Constructing tri-CISTs in shuffle-cubes

Let T = {T-1, T-2, ..., T-k} be a set of k >= 2 spanning trees in a graph G. The k spanning trees are called completely independent spanning trees (CISTs for short) if the paths joining every pair of vertices x and y in any two trees have neither vertex nor edge in common except for x and y. Particularly, T is called a dual-CIST (resp. tri-CIST) provided k = 2 (resp. k = 3). From an algorithmic point of view, the problem of finding a dual-CIST in a given graph is known to be NP-hard.
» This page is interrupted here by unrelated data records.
PR #203, opened 2019-01-29
fix login prompt for restricted guest checkout on non cart pages

danac-gs:


danac-gs:
@daisy1754 can you rerun circleci jobs?

matt-thomason:
Rerunning circleci

PR #716, opened 2020-05-30
Add observer on order creation event to injest non-Bolt orders

nickfiacco-bolt:
# Description
This observer will trigger on all completed orders, and conditionally send non-Bolt order information to the Bolt backend. This is part of the non-Bolt order management project, which will let shoppers see all of the purchases in the Bolt shopper dashboard regardless of how they paid.

Tested locally with my Magento 2 devbox-- Bolt orders were ignored and non-Bolt order information was successfully sent to the Hail backend and stored in the DB.

#changelog Add observer on order creation event to injest non-Bolt orders
Add observer for all completed orders to ingest non-Bolt order information.

### DIFF
--- a/Observer/NonBoltOrderObserver.php
+++ b/Observer/NonBoltOrderObserver.php
@@ -221,6 +221,9 @@ class NonBoltOrderObserver implements ObserverInterface
             if (count($names) > 1) {
                 $address->setFirstName($names[0]);
                 $address->setLastName($names[1]);
+            } else if (count($names) > 2) {
+                $address->setFirstName(array_shift($names));
+                $address->setLastName(join(" ", $names));
             } else {
                 $address->setLastName($name);
             }
--- a/Observer/NonBoltOrderObserver.php
+++ b/Observer/NonBoltOrderObserver.php
@@ -10,6 +10,7 @@ use Bolt\Boltpay\Helper\Log as LogHelper;
 use Bolt\Boltpay\Helper\MetricsClient;
 use Bolt\Boltpay\Model\Payment;
 use Bolt\Boltpay\Model\Response;
+use Error;
 use Exception;
 use Magento\Customer\Api\Data\CustomerInterface;
 use Magento\Framework\DataObjectFactory;
@@ -133,6 +134,11 @@ class NonBoltOrderObserver implements ObserverInterface
         } catch (Exception $exception) {
             $this->metricsClient->processCountMetric("non_bolt_order_creation.failure", 1);
             $this->bugsnag->notifyException($exception);
+            return;
+        } catch (Error $error) {
+            // catch errors so failures here don't prevent orders from being created
+            $this->metricsClient->processCountMetric("non_bolt_order_creation.failure", 1);
+            $this->bugsnag->notifyException($error);
             return;
         }
 
--- a/Observer/NonBoltOrderObserver.php
+++ b/Observer/NonBoltOrderObserver.php
@@ -218,10 +218,7 @@ class NonBoltOrderObserver implements ObserverInterface
         if ($address->getLastName() == null) {
             $name = $address->getFirstName();
             $names = preg_split("/[\s]+/", $name);
-            if (count($names) > 1) {
-                $address->setFirstName($names[0]);
-                $address->setLastName($names[1]);
-            } else if (count($names) > 2) {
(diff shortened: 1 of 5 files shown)


Observer/NonBoltOrderObserver.php
```diff
@@ -0,0 +1,201 @@
...
+     * Call Bolt Create Non-Bolt Order API
+     *
+     * @param array $cart
+     * @param CustomerInterface $customer
+     * @param int $storeId
+     * @return Response|int
+     * @throws LocalizedException
+     * @throws Zend_Http_Client_Exception
+     */
+    protected function createNonBoltOrder($cart, $customer, $storeId)
```
danac-gs, line 158: Does the `$customer` always have associated email and phone data? First and last names also. What happens in case of a guest checkout? As a fallback, if needed, this data can be collected from the quote and / or quoteAddress. Please investigate.

nickfiacco-bolt: In all of my testing, the `$customer` had the necessary information. If it comes up, I can always add that later.

Observer/NonBoltOrderObserver.php
```diff
@@ -0,0 +1,229 @@
...
+        return $this->apiHelper->sendRequest($request);
+    }
+
+    /**
+     * Get phone number from the cart if it exists
+     *
+     * @param array $cart
+     * @return string
+     */
+    protected function getPhone($cart)
```
njfaries, line 194: I believe this whole function could be replaced with `return $cart['shipments'][0]['shipping_address']['phone'] ?? null;` In fact, since you're returning null anyways for it not being set you might be able to skip the coalescing altogether.

That's a php7 thing, so it may break on older instances, in which case `isset()` might be the ticket.

nickfiacco-bolt: I originally had that, but got an error when the key was missing

njfaries: interesting. I wonder if it's the `[0]` that breaks it

nickfiacco-bolt: Added a test-- it's because if the `'shipments'` key isn't even set, then it will break. I.e. it will work if `$cart['shipments']==null`, but not if `$cart` doesn't have the key `shipments`

Observer/NonBoltOrderObserver.php
```diff
@@ -0,0 +1,229 @@
...
+     * @param $quote
+     */
+    protected function handleMissingName($quote) {
+        $address = $quote->isVirtual() ? $quote->getBillingAddress() : $quote->getShippingAddress();
+        if ($address->getLastName() == null) {
+            $name = $address->getFirstName();
+            $names = preg_split("/[\s]+/", $name);
+            if (count($names) > 1) {
+                $address->setFirstName($names[0]);
+                $address->setLastName($names[1]);
```
danac-gs, line 223: Taking into account  cases when `count($names) > 2` you could set the first name to the first element and the last name to everything that's left, something like:
```php
$address->setFirstName(array_shift($names));
$address->setLastName(join(" ", $names));
```

nickfiacco-bolt: ah good idea!

Observer/NonBoltOrderObserver.php
```diff
@@ -0,0 +1,232 @@
...
+            } else if (count($names) > 2) {
```
danac-gs, line 224: If the previous condition, `if (count($names) > 1)`, is fulfilled you never get here.
The new block below should replace the old block above cause it covers both (all) cases.

Observer/NonBoltOrderObserver.php
```diff
@@ -0,0 +1,232 @@
...
+                $address->setFirstName(array_shift($names));
+                $address->setLastName(join(" ", $names));
+            } else {
+                $address->setLastName($name);
+            }
```
danac-gs, line 229:
```suggestion
           if (count($names) > 1) {
                $address->setFirstName(array_shift($names));
                $address->setLastName(join(" ", $names));
            } else {
                $address->setLastName($name);
            }
```

Observer/NonBoltOrderObserver.php
danac-gs: see below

For data transmission applications in reliable networks, the existence of a dual-CIST can provide a configuration of fault-tolerant routing called protection routing. The presence of a tri-CIST can enhance the dependability of transmission and carry out secure message distribution for confidentiality. Recently, the construction of a dual-CIST has been proposed in a shuffle-cube S Q(n), which is an innovative hypercube-variant network that possesses both short diameter and connectivity advantages. This paper uses the CIST-partition technique to construct a tri-CIST of S Q(6), and shows that the diameters of three CISTs are 22, 22, and 13. Then, by the hierarchical structure of S Q(n), we propose a recursive algorithm for constructing a tri-CIST for high-dimensional shuffle-cubes. When n >= 10, the diameters of T-i , i = 1, 2, 3, we constructed for SQ(n) are as follows: 2n + 11, 2n + 9, and 2n + 1.

Automated summary

Completely Independent Spanning Trees (CISTs) are a set of spanning trees used in graph theory for fault-tolerant routing and secure message distribution. A recent paper proposes an algorithm for constructing a triple CIST in a specific network structure using the CIST-partition technique. The paper also presents a recursive algorithm for constructing a triple CIST in high-dimensional networks.